Worse than empty

President abandons reality to shovel out political ambiguity

There are lots of political “fact checkers” out there.

Maybe we need a “substance checker” now.

President Obama’s acceptance speech Thursday night was long on soaring rhetoric and desperately short on leadership and ideas.

“One of the emptiest speeches I have ever heard on a national stage,” concluded conservative commentator Charles Krauthammer.

“It was stale and empty. He’s out of juice,” writes Peggy Noonan, respected speechwriter for President Reagan, whom Obama is often compared to.

“Let’s be blunt,” adds liberal commentator Michael Tomasky. “Barack Obama gave a dull and pedestrian speech tonight, with nary an interesting thematic device, policy detail, or even one turn of phrase.”

Certainly Mr. Obama had the sympathetic crowd at fever pitch with his oratory. And never before have you seen more heaping helpings of tasty socialism wrapped deliciously in strips of red, white and blue.

But, borrowing from a past presidential campaign, we’d ask: Where’s the beef?

“I didn’t like the lack of specifics at all,” Tomasky writes. “Nothing in this speech was developed, nothing given hard thought, nothing that built to a great moment.”

“There was nothing in it,” Krauthammer said. “This is a man who believes that government can and should do a lot. There is nothing in here that tells us how he’s going to go from today to tomorrow. For any of the so-called goals, and what government is going to do, what is he going to enact? ... I have a vision of an America where there is no disease and everybody has a private airplane, but unless I tell you how we get there, I’ve said nothing.”

Moreover, Mr. Obama’s platitudes were so general and unsupported by strategy or tactic that even his opponents might agree with him on many of them.

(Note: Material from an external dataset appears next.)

PR #1396, opened 2026-08-20
refactor: complete evidence-backed codebase audit waves

ndizazzo:
## Summary

This stack executes the validated codebase-audit waves commit by commit. It preserves the public API surface (verified: 0 dropped `pub` items, 0 dropped re-exports, 0 dropped UI exports vs `origin/main`), but it is **not** behavior-preserving — see "Behavior changes" below.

Nowhere was Mr. Obama’s vacuousness more in evidence than in this paragraph:

“If you believe that new plants and factories can dot our landscape; that new energy can power our future; that new schools can provide ladders of opportunity to this nation of dreamers; if you believe in a country where everyone gets a fair shot, and everyone does their fair share, and everyone plays by the same rules, then I need you to vote this November.”

The problem, besides the triteness, is the complete ambiguity. How will all this be done? Beware slogans and salesmen that promise their product will deliver “more” – but never quite say how, or even more of what. More than the competition? More than before? It’s empty selling. Television’s “ShamWow” guy gives you more substance.

Who, except for Mr. Obama’s own Democratic fringe, isn’t for energy, manufacturing, education, a fair shot, doing your fair share and playing by the rules? The question is, will his agenda – whatever it is – get us there?

What has he done, or will he do, to increase manufacturing? He bet billions of your money on solar panel maker Solyndra and other Democrat-connected startups that have since failed.

He’s blocked a new pipeline, and oil production is down on federal land. He won’t get involved in Syria, but he’s declared war on American coal.

Playing by the same rules? His administration has unilaterally granted waivers to at least 1,200 entities, many of them unions, releasing them from abiding by the hefty regulations of the Affordable Care Act – while the rest of us must follow the law.

Doing your fair share? This president attacks those paying 70 percent of federal taxes, while nearly 50 percent of Americans pay none at all. Meanwhile, virtually nothing is asked of public aid recipients, and few incentives exist to wean them off.

As for getting a fair shot, as one observer noted, this is an African-American with a Muslim-sounding name and early Muslim background who was elected to the nation’s highest office while we do battle with radical Muslims. We’d say that’s a pretty fair shot.

The president’s rhetoric was worse than empty. It was contrary to reality.